掲載日情報:2020/06/12 現在Webページ番号:8508

System Biosciences社のCRISPR-Cas9システムによるゲノム編集ツールをご紹介します。

CRISPR-Cas9システムとは

CRISPR-Cas9 システムは,ゲノム中で任意の領域を切断できる遺伝子改変ツールです。切断したい標的塩基配列に相補的な配列を含むguide RNA(crRNA:tracrRNA) とDNA 切断酵素Cas9 タンパク質により,ゲノム上の任意の配列を切断します。標的配列のデザインの簡便さや実験手法の容易さから,本システムはZinc Finger NucleaseやTALE Nuclease と並び,注目されるゲノム編集技術です。

CRISPR-Cas9システムとは

guide RNA(crRNA:tracrRNA)により,標的配列へCas9タンパク質が誘導され,PAM(protospacer adapter motif)配列(NGG)近傍にあるguide RNAと相同な配列で効率的にDNAが切断されます。
crRNA: CRISPR RNA
tracrRNA: trans-activating CRISPR RNA

CRISPR-Cas9システムによる遺伝子のノックアウト/ノックインの原理

CRISPR-Cas9 システムでのゲノムの切断後NHEJ による修復が起こり,塩基の置換や欠損が誘引され,これにより遺伝子のノックアウトができます。また,切断した部位に特定の配列をノックインしたい場合には,その目的配列を含むドナーベクターを一緒にトランスフェクションすると,相同組換え(HDR)によりその配列をノックインすることができます。

配列のデザイン方法

標的配列は,末端に「GG」が配置されている領域を選択し,NGG の上流20 塩基で設計します。切断したい標的配列を含むgRNA およびその相補鎖をオリゴ合成等で作成していただきます。

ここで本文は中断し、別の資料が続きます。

PR #3318, opened 2024-05-30
Lists of enumerations in UI should include enumerations that are not used in entity attributes

knstvk:


jmix-core/core/src/main/java/io/jmix/core/MetadataTools.java
```diff
@@ -708,20 +718,22 @@ public Collection<MetaClass> getAllJpaEmbeddableMetaClasses() {
...
+                Set<String> classNames = classpathScanner.getClassNames(EnumDetector.class);
+                for (String className : classNames) {
+                    try {
+                        Class<?> enumClass = ReflectionHelper.loadClass(className);
+                        tmpEnums.add(enumClass);
+                    } catch (ClassNotFoundException e) {
+                        log.warn("Cannot load enum class {}", className, e);
                     }
                 }
+                enums = tmpEnums;
```
gorbunkov, line 736: Maybe we should return unmodifiable set?

```suggestion
                enums = Collections.unmodifiableSet(tmpEnums);
```

jmix-core/core/src/main/java/io/jmix/core/MetadataTools.java
```diff
@@ -708,20 +718,22 @@ public Collection<MetaClass> getAllJpaEmbeddableMetaClasses() {
...
         if (enums == null) {
             synchronized (this) {
-                enums = new HashSet<>();
-                for (MetaClass metaClass : metadata.getSession().getClasses()) {
-                    for (MetaProperty metaProperty : metaClass.getProperties()) {
-                        if (metaProperty.getRange().isEnum()) {
-                            Class<?> c = metaProperty.getRange().asEnumeration().getJavaClass();
-                            enums.add(c);
-                        }
+                Set<Class<?>> tmpEnums = new HashSet<>();
```
gorbunkov, line 726: It is not directly related to the current fix, but since we're inside this method, it looks that the second null check statement is missing inside the synchronized block.

```java
        if (enums == null) {
            synchronized (this) {
                if (enums == null) {
```

gorbunkov (approved):

jmix-core/core/src/main/java/io/jmix/core/MetadataTools.java
knstvk: Makes sense. Done.

Issue #3286, opened 2024-05-24
Unclear default visibility for loginForm elements


iudaev:
### Environment

Jmix version: <2.2.3>

### Bug Description

Default values for `forgotPasswordButtonVisibility`, `localesVisible`, and `remeberMeVisible` doesn't align with the values in the inspector.

### Current Behavior

`<loginForm/>` produces a login form with "Remember me" checkbox, locales combobox, and "Forgot password" button despite their visibility attributes are unchecked. It would be more appropriate if unchecked attributes were defaulted to false.

![image](https://github.com/jmix-framework/jmix/assets/128021710/2f0123cf-30e6-4e8a-bce7-a52cec2de742)

### Expected Behavior

`<loginForm/>` produces a login form **without** "Remember me" checkbox, locales combobox, and "Forgot password" button when their visibility attributes are unchecked.

![image](https://github.com/jmix-framework/jmix/assets/128021710/761adf9b-74d8-49c8-87e1-76d7d3094e46)

### Changes
`localesVisible` default value was changed (`<loginForm/>` element property).
Was: `true`
Now: `false`

For QA

- Since we have changed the default value, we need to make sure that users of versions prior to 2.3.0 still have locales visible when they upgrade to 2.3.1. If they don't have a value set in their descriptor, the locales should be visible; if a value is set, the visibility should match it. For a new project (2.3.1) the behaviour is the same.
- Check all other `<loginForm/>` attributes. They should not change after the migration.
- Check the value of the `<loginFrom/>` attributes in the descriptor and in the inspector. They should match.
- Check the localized `<form/>` and `<errorMessage/>` strings: all messages should be initialized correctly.

PR #3328, opened 2024-06-03
Unclear default visibility for loginForm elements 3286

ilushaaa:
#3286


jmix-flowui/flowui/src/main/java/io/jmix/flowui/xml/layout/loader/component/AbstractLoginFormLoader.java
```diff
@@ -28,7 +28,9 @@ public abstract class AbstractLoginFormLoader<C extends AbstractLogin> extends A
     public void loadComponent() {
         componentLoader().loadEnabled(resultComponent, element);
         componentLoader().loadClassNames(resultComponent, element);
-        loadBoolean(element, "forgotPasswordButtonVisible", resultComponent::setForgotPasswordButtonVisible);
+        loadBoolean(element, "forgotPasswordButtonVisible").ifPresentOrElse(
```
glebfox, line 31: re-do

glebfox (changes requested):

jmix-flowui/flowui-kit/src/main/java/io/jmix/flowui/kit/component/loginform/EnhancedLoginForm.java
```diff
@@ -212,6 +213,12 @@ public void setLocaleItemLabelGenerator(@Nullable Function<Locale, String> local
         this.localeItemLabelGenerator = localeItemLabelGenerator;
     }
 
+    @Override
+    public void setI18n(LoginI18n i18n) {
```
Flaurite, line 217: Do we need to override this method? It passes the same value.

jmix-flowui/flowui-kit/src/main/java/io/jmix/flowui/kit/component/loginform/JmixLoginI18n.java
```diff
@@ -30,14 +30,16 @@ public class JmixLoginI18n extends LoginI18n {
...
+
     /*
      * CAUTION! Copied from com.vaadin.flow.component.login.LoginI18n
      */
     static {
         try {
             final JsonFactory JSON_FACTORY = new JreJsonFactory();
             JMIX_DEFAULT_I18N = JSON_FACTORY.parse(
-                    IOUtils.toString(LoginI18n.class.getResource("i18n.json"),
+                    IOUtils.toString(JmixLoginI18n.class.getResource("i18n.json"),
```
Flaurite, line 42: Since we have fully overrided this object, why we should use JSON file for storing defaults? Would not be simpler to define them in `createDefault()` while building an object?

Flaurite (changes requested):

jmix-flowui/flowui-kit/src/main/java/io/jmix/flowui/kit/component/loginform/JmixLoginI18n.java
```diff
@@ -47,10 +49,22 @@ public class JmixLoginI18n extends LoginI18n {
...
+
+    public JmixForm getJmixForm() {
+        return jmixForm;
+    }
+
+    public void setJmixForm(JmixForm jmixForm) {
+        this.jmixForm = jmixForm;
     }
 
-    public static class JmixForm extends Form {
```
glebfox, line 53: why? You've made a breaking change that produces compilation error

jmix-flowui/flowui-kit/src/main/java/io/jmix/flowui/kit/component/loginform/EnhancedLoginForm.java
```diff
@@ -21,9 +21,12 @@
 import com.vaadin.flow.component.login.LoginForm;
 import com.vaadin.flow.internal.JsonSerializer;
 import com.vaadin.flow.shared.Registration;
-
 import jakarta.annotation.Nullable;
-import java.util.*;
+
+import java.util.ArrayList;
```
glebfox, line 26: Not related changes

jmix-flowui/flowui/src/main/java/io/jmix/flowui/xml/layout/loader/component/AbstractLoginFormLoader.java
```diff
@@ -58,25 +58,24 @@ protected void loadHeader(C resultComponent, Element element, LoginI18n i18n) {
         }
     }
 
-    protected void loadForm(C resultComponent, Element element, LoginI18n i18n) {
+    protected void loadForm(C resultComponent, Element element, JmixLoginI18n i18n) {
         Element formElement = element.element("form");
         if (formElement != null) {
-            JmixLoginI18n.JmixForm form = new JmixLoginI18n.JmixForm();
+            JmixLoginI18n.JmixForm jmixForm = new JmixLoginI18n.JmixForm();
```
glebfox, line 64: unnecessary renaming

jmix-flowui/flowui-kit/src/main/java/io/jmix/flowui/kit/meta/component/StudioComponents.java
```diff
@@ -2388,12 +2388,15 @@ public interface StudioComponents {
...
+                            defaultValue = "true"),
                     @StudioProperty(xmlAttribute = "id", type = StudioPropertyType.COMPONENT_ID),
-                    @StudioProperty(xmlAttribute = "rememberMeVisible", type = StudioPropertyType.BOOLEAN),
+                    @StudioProperty(xmlAttribute = "rememberMeVisible", type = StudioPropertyType.BOOLEAN,
+                            defaultValue = "true"),
                     @StudioProperty(xmlAttribute = "enabled", type = StudioPropertyType.BOOLEAN,
                             defaultValue = "true"),
-                    @StudioProperty(xmlAttribute = "localesVisible", type = StudioPropertyType.BOOLEAN),
+                    @StudioProperty(xmlAttribute = "localesVisible", type = StudioPropertyType.BOOLEAN,
+                            defaultValue = "false"),
```
glebfox, line 2399: it's still visible, even if `true` is not set explicitly. 

When you fix it, the other problem will appear that you need to set it to `true` explicitly, otherwise all existing views will be broken. Let's set it to true if `io.jmix.flowui.kit.component.loginform.EnhancedLoginForm#setLocaleItems` with not empty value to avoid breaking changes

jmix-flowui/flowui-kit/src/main/java/io/jmix/flowui/kit/component/loginform/JmixLoginI18n.java
```diff
@@ -50,6 +52,14 @@ public static JmixLoginI18n createDefault() {
         return JsonSerializer.toObject(JmixLoginI18n.class, JMIX_DEFAULT_I18N);
     }
 
+    public void setForm(JmixForm form) {
```
glebfox, line 55: if we call `com.vaadin.flow.component.login.LoginI18n#setForm`, then `getForm()` will return `null`. Override super `setForm` and check that passed parameter is instance of `JmixForm`, otherwise throw illegal argument exception

jmix-flowui/flowui-kit/src/main/java/io/jmix/flowui/kit/component/loginform/JmixLoginI18n.java
```diff
@@ -50,6 +52,14 @@ public static JmixLoginI18n createDefault() {
...
+        this.form = form;
+    }
+
+    public JmixForm getForm() {
```
glebfox, line 59: @Override

glebfox (changes requested):

jmix-flowui/flowui-kit/src/main/java/io/jmix/flowui/kit/component/loginform/JmixLoginI18n.java
ilushaaa: We can create new JmixForm instance and init it by LoginI18n.getForm. In this case rememberMe field will be empty. What is correct.

If we override setForm, then we'll get that IllegalState exception. Because the argument of the method has type LoginI18n.Form, and exactly this type will be created when converting Json to Object.

jmix-flowui/flowui-kit/src/main/java/io/jmix/flowui/kit/meta/component/StudioComponents.java
ilushaaa: If we set localesVisible to true depending on the number of available locales - do we need this property at all?

loginForm.localesSelect.hidden = locales.length > 1 ? false : true;

The locales select with single item doesn't have any matter.

jmix-flowui/flowui-kit/src/main/java/io/jmix/flowui/kit/component/loginform/JmixLoginI18n.java
```diff
@@ -17,37 +17,46 @@
...
+
+        return jmixLoginI18n;
+    }
+
+    @Override
+    public void setForm(Form form) {
+        if (form instanceof JmixForm jmixForm) {
+            this.form = jmixForm;
+        } else {
+            throw new IllegalStateException("Setter doesn't support value of %s" + form.getClass());
```
glebfox, line 53: Exception should indicate what type of value is expected. 

```
@Override
public void setForm(Form form) {
    Preconditions.checkArgument(form instanceof JmixForm, "Passed value must be an instance of " + JmixForm.class.getSimpleName());
    this.form = ((JmixForm) form);
}
```

glebfox (changes requested):

glebfox (approved):

PR #3342, opened 2024-06-04
Change CREATED_BY to varchar(255) to reflect username size being the same

Jojo134:
In our project we served an error in the following lib regarding the createdBy size if the name exceeds 50 chars. For example in emails. This should fix the table for saving the flowui settings for a user.


glebfox (approved):

glebfox:
Thank you for your contribution. Also, I've created an issue to fix other entities: #3351

PR #187, opened 2021-09-06
Np-3089 Make test and implement the removal of none-digits from isbn.

Eirik-Eide-Saur:


axthosarouris (changes requested):

axthosarouris (commented):
Approved but the name of the constant does not make sense. one basically says replace all digits with empty string

axthosarouris (approved):

PR #189, opened 2021-09-08
Make Book constructor public

brinxmat:
- Because of issues due to the public constructor requiring string and/or BookSeries-object, when creating new objects in a normal workflow, we end up with an unfortunate never-occurring situation (seriesTitle string will always be null


janbj (dismissed):

src/main/java/no/unit/nva/model/contexttypes/Book.java
```diff
@@ -2,6 +2,7 @@
 
 import com.fasterxml.jackson.annotation.JsonProperty;
 import com.fasterxml.jackson.annotation.JsonTypeInfo;
+import no.unit.nva.model.contexttypes.utils.BookSeriesUtil;
```
axthosarouris, line 5: In line 103, in the copy() method, we can remove the `throws InvalidIsbnException`

src/main/java/no/unit/nva/model/contexttypes/utils/BookSeriesUtil.java
```diff
@@ -0,0 +1,44 @@
...
+
+    private static boolean hasUnmatchedSeriesStringValues(BookSeries series, String unconfirmedSeriesTitle) {
+        return !series.isConfirmed()
+                && !((UnconfirmedSeries) series).getTitle().equals(unconfirmedSeriesTitle);
+    }
+
+    private static boolean hasSeriesStringAndSeriesObject(BookSeries series, String unconfirmedSeriesTitle) {
+        return nonNull(series) && nonNull(unconfirmedSeriesTitle);
+    }
+}
```
axthosarouris, line 44: Why not move all the methods as they are in in the interface BookSeries?

axthosarouris (changes requested):

axthosarouris (approved):

PR #193, opened 2021-09-15
add issn to UnconfirmedSeries

axthosarouris:
This PR adds ISSN field to Unconfirmed series, because Cristin has such entries. 
Changes:
* Add "issn" field and parameter to UnconfirmedSeries constructor.
* Make the constructor that accepts only a title a static method to avoid throwing an InvalidIssnException that cannot occur.
* Added a randomIssn() and randomInvalidIssn() method for creating random ISSNs

### DIFF
--- a/src/test/java/no/unit/nva/model/contexttypes/UnconfirmedSeriesTest.java
+++ b/src/test/java/no/unit/nva/model/contexttypes/UnconfirmedSeriesTest.java
@@ -7,46 +7,65 @@ import static nva.commons.core.JsonUtils.objectMapperWithEmpty;
 import static nva.commons.core.attempt.Try.attempt;
 import static org.hamcrest.MatcherAssert.assertThat;
 import static org.hamcrest.Matchers.containsString;
+import static org.hamcrest.Matchers.instanceOf;
 import static org.hamcrest.core.Is.is;
 import static org.hamcrest.core.IsEqual.equalTo;
 import static org.junit.jupiter.api.Assertions.assertDoesNotThrow;
 import static org.junit.jupiter.api.Assertions.assertThrows;
+import com.fasterxml.jackson.databind.exc.ValueInstantiationException;
+import com.fasterxml.jackson.databind.node.ObjectNode;
 import no.unit.nva.model.exceptions.InvalidIssnException;
+import no.unit.nva.model.util.PublicationGenerator;
 import org.junit.jupiter.api.Test;
 import org.junit.jupiter.api.function.Executable;
 
 class UnconfirmedSeriesTest {
 
-//    @Test
-//    public void constructorReturnsUnconfirmedSeriesWhenInputContainsValidIssn() throws InvalidIssnException {
-//        String randomIssn = randomIssn();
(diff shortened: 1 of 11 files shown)


src/test/java/no/unit/nva/model/util/PublicationGenerator.java
```diff
@@ -410,220 +421,260 @@ private static Publication generatePublicationWithReference(Reference reference)
...
+            .withOnlineIssn("1111-1119")
+            .withPrintIssn("2222-2227")
+            .build();
     }
 
     private static String randomWord() {
         return FAKER.lorem().word() + FAKER.lorem().word();
     }
+
+    private static String random7DigitNumber() {
```
brinxmat, line 641: Can we extract the ISSN generation code to a separate helper class?

src/test/java/no/unit/nva/model/contexttypes/UnconfirmedSeriesTest.java
```diff
@@ -0,0 +1,44 @@
...
+import static org.hamcrest.Matchers.containsString;
+import static org.hamcrest.core.Is.is;
+import static org.hamcrest.core.IsEqual.equalTo;
+import static org.junit.jupiter.api.Assertions.assertDoesNotThrow;
+import static org.junit.jupiter.api.Assertions.assertThrows;
+import no.unit.nva.model.exceptions.InvalidIssnException;
+import org.junit.jupiter.api.Test;
+import org.junit.jupiter.api.function.Executable;
+
+class UnconfirmedSeriesTest {
```
brinxmat, line 18: Does this cover something not covered in more generic tests elsewhere?

axthosarouris: We do not cover the cases where the issns are invalid

axthosarouris: I checked and we do not have test coverage reports for the datamodel-java

src/test/java/no/unit/nva/model/util/PublicationGenerator.java
axthosarouris: Moved to a different class

src/test/java/no/unit/nva/model/contexttypes/UnconfirmedSeriesTest.java
axthosarouris: I have added a test for deserialzation of unconfirmed series.  I think trying to inject an invalid JSON UnconfirmedSeries object to a Publication JSON object, would require a lot of code and syncing between fields. In addition given the many objects that a Publication has and the many cases per object that must be tested, this could lead to an large number of tests and a need for complex data generation.

Example:
It is easier to test the de/serialization features of UnconfirmedSeries focusing only on this object and having tests such as 
"deserialization suceeds when input contains valid issn and valid online issn" 
"deserialization fails when input contains invalid issn"
than to test
"deserialization succeeds when a Publication refers to Book with Unconfirmed Series  that contains a valid issn and valid online issn"
"deserialization fails when a Publication refers to Book with Unconfirmed Series  that contains an valid issn."

brinxmat (approved):

PR #195, opened 2021-09-28
Add events

brinxmat:
- Adds support for conference lecture, conference poster and lecture
- We have a minor issue with "pages" as this now seems like it is drifting towards "extent", where extent may be a temporal extent (poster, lecture, although both may. have "pages" in terms of a single page (poster, but really dimensions are likely a better descriptor) and a slide deck), not just a number of pages. This will become even clearer in the next phase, where we introduce things that patently do not have "pages" (artistic results), so I suggest revisiting this in a new task before starting on artistic result


src/main/java/no/unit/nva/model/Agent.java
```diff
@@ -0,0 +1,11 @@
+package no.unit.nva.model;
+
+import com.fasterxml.jackson.annotation.JsonSubTypes;
+import com.fasterxml.jackson.annotation.JsonTypeInfo;
+
+@JsonTypeInfo(use = JsonTypeInfo.Id.NAME, property = "type")
+@JsonSubTypes({
+    @JsonSubTypes.Type(name = "Organization", value = Organization.class)
+})
+public interface Agent {
```
axthosarouris, line 10: What is an Agent? Is it the institution through which the Resource has been published?

src/main/java/no/unit/nva/model/contexttypes/Event.java
```diff
@@ -0,0 +1,115 @@
...
+import no.unit.nva.model.Agent;
+import no.unit.nva.model.Publication;
+import no.unit.nva.model.contexttypes.event.Place;
+import no.unit.nva.model.pages.TemporalExtent;
+import nva.commons.core.JacocoGenerated;
+
+import java.util.Objects;
+
+@JsonTypeInfo(use = JsonTypeInfo.Id.NAME, property = "type")
+public class Event implements PublicationContext {
```
axthosarouris, line 14: Is Event going to replace other PublicationContexts?

src/main/java/no/unit/nva/model/contexttypes/event/ReifiedExtent.java
```diff
@@ -0,0 +1,42 @@
+package no.unit.nva.model.contexttypes.event;
+
+import com.fasterxml.jackson.annotation.JsonTypeInfo;
+
+import java.util.Objects;
+
+@JsonTypeInfo(use = JsonTypeInfo.Id.NAME, property = "type")
+public class ReifiedExtent {
```
axthosarouris, line 8: Is this an abstract representation of duration, e.g. 3 generations, 4 aeons, 2 lifetimes etc.?

src/main/java/no/unit/nva/model/pages/TemporalExtent.java
```diff
@@ -0,0 +1,53 @@
...
+import com.fasterxml.jackson.annotation.JsonTypeInfo;
+import no.unit.nva.model.contexttypes.event.ReifiedExtent;
+import nva.commons.core.JacocoGenerated;
+
+import java.time.LocalDateTime;
+import java.time.temporal.ChronoUnit;
+import java.util.Objects;
+
+@JsonTypeInfo(use = JsonTypeInfo.Id.NAME, property = "type")
+public class TemporalExtent implements Pages {
```
axthosarouris, line 13: This class does not appear in the examples. How is LocalDateTime serialized?

axthosarouris:
As an implementation, the datamodel is unproblematic. However, I am not sure whether the review can or should extend to the structure of the conceptual model as presented through its implementation. 
Also, I think that we should put a date e.g.  31 January 2022, where we will require that the conceptual model is kept in sync with the implementation model, or we should find an alternative way to document the meaning of certain fields. E.g.  I am not sure what  "reifiedExtent" or "agent" are about  exactly. I think I understand their meaning, but I am not sure my understanding is the same with that of other people in the team.

axthosarouris (approved):

janbj (approved):

axthosarouris (approved):

PR #197, opened 2021-09-28
Add module for implemeting datamodel migration check

axthosarouris:
This is the fist step for setting up a migration check for the datamodel.
A description of the process can be found here: https://unit.atlassian.net/l/c/EWzdjE8Z

In this first step I just moved the code around to put the datamodel into a module


build.gradle
```diff
@@ -1,112 +1,6 @@
...
-    packageName(project.group)  // forces the package. Defaults to '${project.group}'
-    useJavaOutput() //forces the output to be Java
-    buildConfigField("String", "MODEL_VERSION", "\"${project.version}\"")
-}
-
-java {
-    withJavadocJar()
-    withSourcesJar()
+plugins{
+    id 'io.github.gradle-nexus.publish-plugin'
```
axthosarouris, line 2: these two plugins have to run in the root project

buildSrc/src/main/groovy/nvadatamodel.publish-maven.gradle
```diff
@@ -0,0 +1,76 @@
+plugins{
```
axthosarouris, line 1: Publishing in its own plugin, because we do not want to publish all modules

migration/build.gradle
```diff
@@ -0,0 +1,9 @@
+plugins {
```
axthosarouris, line 1: This will be the module where we will test whether the previous version and the current version are compatible

nva-datamodel-java/src/test/java/no/unit/nva/PublicationTest.java
```diff
@@ -41,7 +41,7 @@
 
     public static final String TIMESTAMP_REGEX = "[0-9]{4}-[0-9]{2}-[0-9]{2}T[0-9]{2}:[0-9]{2}:[0-9]{2}\\.[0-9]+";
     public static final String SOME_TIMESTAMP = "2020-09-23T09:51:23.044996Z";
-    public static final String DOCUMENTATION_PATH_TEMPLATE = "documentation/%s.json";
+    public static final String DOCUMENTATION_PATH_TEMPLATE = "../documentation/%s.json";
```
axthosarouris, line 44: documentation folder  fix

brinxmat (approved):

標的領域         5’ NNNNNNNNNNNNNNNNNNNNNGG 3’
デザインする配列の例5’TGTATGAGACCACNNNNNNNNNNNNNNNNNNNN 3’
   3’ACTCTGGTGNNNNNNNNNNNNNNNNNNNNCAAA 5’

ラインナップにより,標的配列の両端に付加する配列は変わります。
ウェブ上で公開されているguide RNA 設計用のソフトウェア⇒ CHOPCHOP, CRISPRdirect

ゲノム編集ワークフロー

ゲノム編集ワークフロー デザインデザイン:ノックアウト,ノックイン,編集,タグの挿入などを行う標的配列に対して,guide RNAと相同組換えドナープラスミド(HR donor plasmid)を設計する。

ゲノム編集ワークフロー プラスミドの構築プラスミドの構築:guide RNAをall-in-one Cas9 vectorにクローニングする。5’および 3’側のホモロジーアームをHR donor plasmidにクローニングする。遺伝子をノックインする場合は目的遺伝子もクローニングする。

ゲノム編集ワークフロー 細胞への導入細胞への導入:Cas9, guide RNA, HR Donorsを目的の細胞へトランスフェクションまたはインジェクションにより導入する。

ゲノム編集ワークフロー 細胞の選択細胞の選択:ゲノム編集された細胞を選択する。

ゲノム編集ワークフロー ゲノム編集された細胞のバリデーションバリデーション:片方または両方のアレルがゲノム編集された細胞について,標的遺伝子の配列を確認する。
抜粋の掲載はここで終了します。